Copyright © 2015 Susanne Tan et al. This is an open access article distributed under the Creative Commons Attribution License, which permits unrestricted use, distribution, and reproduction in any medium, provided the original work is properly cited.

Abstract

Objective. Polycystic ovary syndrome (PCOS) is associated with obesity and insulin resistance (IR), key features of nonalcoholic steatohepatitis (NASH). Cytokeratin 18 fragments (M30) have been established as a serum marker for NASH. The insulin sensitizer metformin improves hepatic IR. This study evaluates the influence of MF on serologic NASH (sNASH) in patients with PCOS. Patients and Methods. In 89 patients, metabolic parameters, liver injury indicating fatty liver (LIFL), and M30 were assessed at baseline and after metformin treatment.

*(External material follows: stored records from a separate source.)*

PR #4397, opened 2021-11-10
Secure role "Manage Own Requests"

### LINKED ISSUE #4391: "Manage Own Requests" role allows to delete another user's request
**Describe the bug**
Any user with "Manage Own Requests" can delete anyone's requests.
The option is not visible in the details page, but it is possible to do so in the requests list.
Unless I'm misunderstanding the role, I believe this is a bug and the user should only be allowed to remove the requests **they** made.

**To Reproduce**
1. Request a movie as user A
2. Login as user B having "Manage Own Requests" role
3. Go to Requests page
4. User B can delete the request made by user A

**Expected behavior**
The API should return an error and the option should not be visible in the UI.

**Screenshots**
image

 - Version 4.4.0

sephrat:
- [x] API paths are secured (I removed "ManageOwnRequests" authorization from one unused API path that couldn't be secured by user)
- [x] "Delete request" option removed from the UI when the user isn't allowed

Fixes #4391

### DIFF
--- a/src/Ombi.Core/Engine/BaseMediaEngine.cs
+++ b/src/Ombi.Core/Engine/BaseMediaEngine.cs
@@ -78,23 +78,23 @@ namespace Ombi.Core.Engine
             return _dbTv;
         }
 
-        protected async Task<RequestEngineResult> CheckOwnRequests(BaseRequest request) {
+        protected async Task<RequestEngineResult> CheckCanManageRequest(BaseRequest request) {
             
-            var isRequestedBySameUser = ( await GetUser() ).Equals(request.RequestedUser);
+            // Admins can always manage requests
             var isAdmin = await IsInRole(OmbiRoles.PowerUser) || await IsInRole(OmbiRoles.Admin);
-            
-            if (!isRequestedBySameUser && !isAdmin)
-            {
-                return new RequestEngineResult
-                {
-                    Result = false,
-                    ErrorCode = ErrorCode.NoPermissions
-                };
-            }
+            if (isAdmin)
+                return new RequestEngineResult { Result = true };
+
+            // Users with 'ManageOwnRequests' can only manage their own requests
+            var isRequestedBySameUser = ( await GetUser() ).Equals(request.RequestedUser);
+            var canManageOwnRequests = await IsInRole(OmbiRoles.ManageOwnRequests);
+            if(canManageOwnRequests && isRequestedBySameUser)
+                return new RequestEngineResult { Result = true };
 
             return new RequestEngineResult
             {
-                Result = true,
+                Result = false,
+                ErrorCode = ErrorCode.NoPermissions
             };
         }
 
--- a/src/Ombi.Core/Engine/BaseMediaEngine.cs
+++ b/src/Ombi.Core/Engine/BaseMediaEngine.cs
@@ -78,6 +78,26 @@ namespace Ombi.Core.Engine
             return _dbTv;
         }
 
+        protected async Task<RequestEngineResult> CheckOwnRequests(BaseRequest request) {
+            
+            var isRequestedBySameUser = ( await GetUser() ).Equals(request.RequestedUser);
+            var isAdmin = await IsInRole(OmbiRoles.PowerUser) || await IsInRole(OmbiRoles.Admin);
+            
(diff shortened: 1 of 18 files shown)


src/Ombi.Core/Engine/BaseMediaEngine.cs
```diff
@@ -78,6 +78,26 @@ public int ResultLimit
...
         }
 
+        protected async Task<RequestEngineResult> CheckCanManageRequest(BaseRequest request) {
+            
+            // Admins can always manage requests
+            var isAdmin = await IsInRole(OmbiRoles.PowerUser) || await IsInRole(OmbiRoles.Admin);
+            if (isAdmin)
+                return new RequestEngineResult { Result = true };
+
+            // Users with 'ManageOwnRequests' can only manage their own requests
```
tidusjar, line 88: We could do this check first as it's potentially quicker than retrieving the user from the DB

something like 
```

var canManageOwnRequests = await IsInRole(OmbiRoles.ManageOwnRequests);
if (!canManageOwnRequests)
{
    return new RequestEngineResult
    {
        Result = false,
        ErrorCode = ErrorCode.NoPermissions
    };
}
// Users with 'ManageOwnRequests' can only manage their own requests
var isRequestedBySameUser = (await GetUser().Id).Equals(request.RequestedUser.Id);
if (isRequestedBySameUser)
{
    return new RequestEngineResult { Result = true };
}
```

src/Ombi.Core/Engine/BaseMediaEngine.cs
```diff
@@ -78,6 +78,26 @@ public int ResultLimit
...
+            var isRequestedBySameUser = ( await GetUser() ).Equals(request.RequestedUser);
```
tidusjar, line 89: `( await GetUser() ).Equals(request.RequestedUser);`
An object comparison might not be a good idea here as the object is coming from the request and the `GetUser` might differ slightly. So just comparing the `Id` property would be enough

src/Ombi.Core/Engine/BaseMediaEngine.cs
```diff
@@ -78,6 +78,26 @@ public int ResultLimit
...
+            var canManageOwnRequests = await IsInRole(OmbiRoles.ManageOwnRequests);
+            if(canManageOwnRequests && isRequestedBySameUser)
+                return new RequestEngineResult { Result = true };
```
tidusjar, line 92: Can we please add braces around the `if` statements

src/Ombi/ClientApp/src/app/requests-list/components/movies-grid/movies-grid.component.ts
```diff
@@ -46,10 +47,13 @@ export class MoviesGridComponent implements OnInit, AfterViewInit {
...
 
     constructor(private requestService: RequestServiceV2, private ref: ChangeDetectorRef,
-                private auth: AuthService, private storageService: StorageService,
-                private requestServiceV1: RequestService, private notification: NotificationService,
-                private translateService: TranslateService) {
+        private auth: AuthService, private storageService: StorageService,
+        private requestServiceV1: RequestService, private notification: NotificationService,
+        private translateService: TranslateService, private identity: IdentityService) {
 
+        identity.getUser().subscribe(u => {
```
tidusjar, line 54: I think using the `auth.service.ts` and getting the Username from the claim would be better than calling an API?

tidusjar (changes requested):

src/Ombi.Core/Engine/BaseMediaEngine.cs
sephrat: Makes sense, but FYI IsInRole also calls GetUser() so it will just prevent calling it twice for nothing. Maybe this method could be improved but it's out of scope of this PR.

src/Ombi.Core/Engine/BaseMediaEngine.cs
tidusjar: Don't think we did this change? 😀

sephrat: Oops, I did but then I undid it. Stay tuned.

tidusjar (changes requested):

Patients with initial IR were subdivided into dissolved (PCOS-exIR) and persistent IR (PCOS-PIR) after treatment and compared to an initially insulin sensitive PCOS group (PCOS-C). Results. Improvement of LIFL prevalence could be seen in PCOS-C and PCOS-exIR compared to PCOS-PIR (−19.4, resp., −12.0% versus 7.2%, Chi2 = 29.5, ) without change in sNASH prevalence. In PCOS-PIR, ALT levels increased significantly accompanied by a nominal, nonsignificant M30 increase. Conclusions. Metformin improves LIFL in subgroups of patients with PCOS without influencing sNASH. This could either indicate a missing effect of metformin on NAFLD or slowed disease progression. Further studies are needed to elucidate NAFLD in the context of PCOS and potential therapeutic options.